Spectral transmittance

Spectral transmittance.

Significant radiation in the wavelength range of 400 to 1400 nm can fall on the retina. The infrared radiation energy that the eye absorbs causes it to warm up (Vos and Norren 2004, Brose et al. 2005). The exact mechanism by which long-term exposure to IR radiation leads to clouding of the eye lens (cataract) is still not fully understood (Brose et al. 2005). It is also difficult to distinguish between the fundamentally multifactorial-related development of cataracts and numerous other biochemical changes – in particular changes in the composition of lens proteins with increasing aggregation of insoluble high-molecular proteins – and cellular changes that are genetically modified and are affected and exacerbated by environmental factors (Truscott and Zhu, Michael and Bron 2012).

Not for nothing are certain kinds of cataract referred to as fire cataracts or glassblowers’ cataracts. The effect of infrared radiation on such a condition is difficult to prove due to its development over a very long period and thus it is difficult to setup a test, but it is considered very likely.


A general distinction must be made between the front and rear parts of the eye. Where protection of the lens with regard to sun protection is concerned, the infrared spectrum from 780 to 2,500 nm is of interest​​, whereby the anterior chamber of the eye already offers fairly good protection between 1,300 and 1,500 and above 2000 nm.

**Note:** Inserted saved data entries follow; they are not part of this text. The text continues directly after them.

PR #1288, opened 2020-11-07
FreeBSD ARMv6, ARMv7, and Aarch64 support

darkain:
Fixing builds on FreeBSD

* Added linker flags to fix arm32-neon-salsa2012-asm
* Added ZT_AES_NO_ACCEL to ARMv7 (this could possibly be improved, but I think it'll require changes in the FreeBSD source tree)
* Added -march=armv8-a+crypto to ARM64 (without this, clang refused to recognize crypto intrinsic)
* Added a shim for getauxval since this isn't available on FreeBSD
* The HWCAP defines and detection could probably be cleaned up / improved, but this at least works

### DIFF
--- a/make-bsd.mk
+++ b/make-bsd.mk
@@ -80,16 +80,16 @@ ifeq ($(CC_MACH),armv6kz)
 endif
 ifeq ($(CC_MACH),armv7)
 	ZT_ARCHITECTURE=3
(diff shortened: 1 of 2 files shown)


dch:
@darkain awesome, please @ me for any future patches!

Thus the main stress on the lens is in the ranges 780 to 1,400 nm and 1,500 to 2,000 nm. Up to 1,400 nm, IR radiation penetrates to the retina, causing it to warm up.

The well-known reasoning that a reduction in the transmission of visible light (e.g. through standard sun protection of 85%) leads the eye to adapt to the light conditions, thus in the case of lenses without UV protection letting in more UV radiation than untinted lenses, can be transferred 1: 1 to the infrared problem. In other words: wearers of sunglasses without infrared protection expose their eyes to more IR radiation than if they were not wearing sunglasses at all.

As a consequence of increased life expectancy, no opportunity should be missed to limit potentially harmful external influences – particularly on the retina – to an absolute minimum. Ultimately, this is exactly what we have been doing in our industry with regard to UV protection for decades.

Transmission change simulation

Simulation of the effect on the transmission change on the respective medium – black without the coating / red with IR coating.

An IR protection coating on sun protection products reducing the transmission between 780 and 2.000nm to a minimum for providing optimal protection to the lens and the retina is a useful step to differentiate professional sunglass protection products from discounter products by providing additional benefits

It is an added value that can be easily explained to the end user. Ideally, in time it should be recognized with a similar stamp of approval to UV400. Moreover, this additional protection would highlight the distinction between our products and those of the fashion sunglasses industry.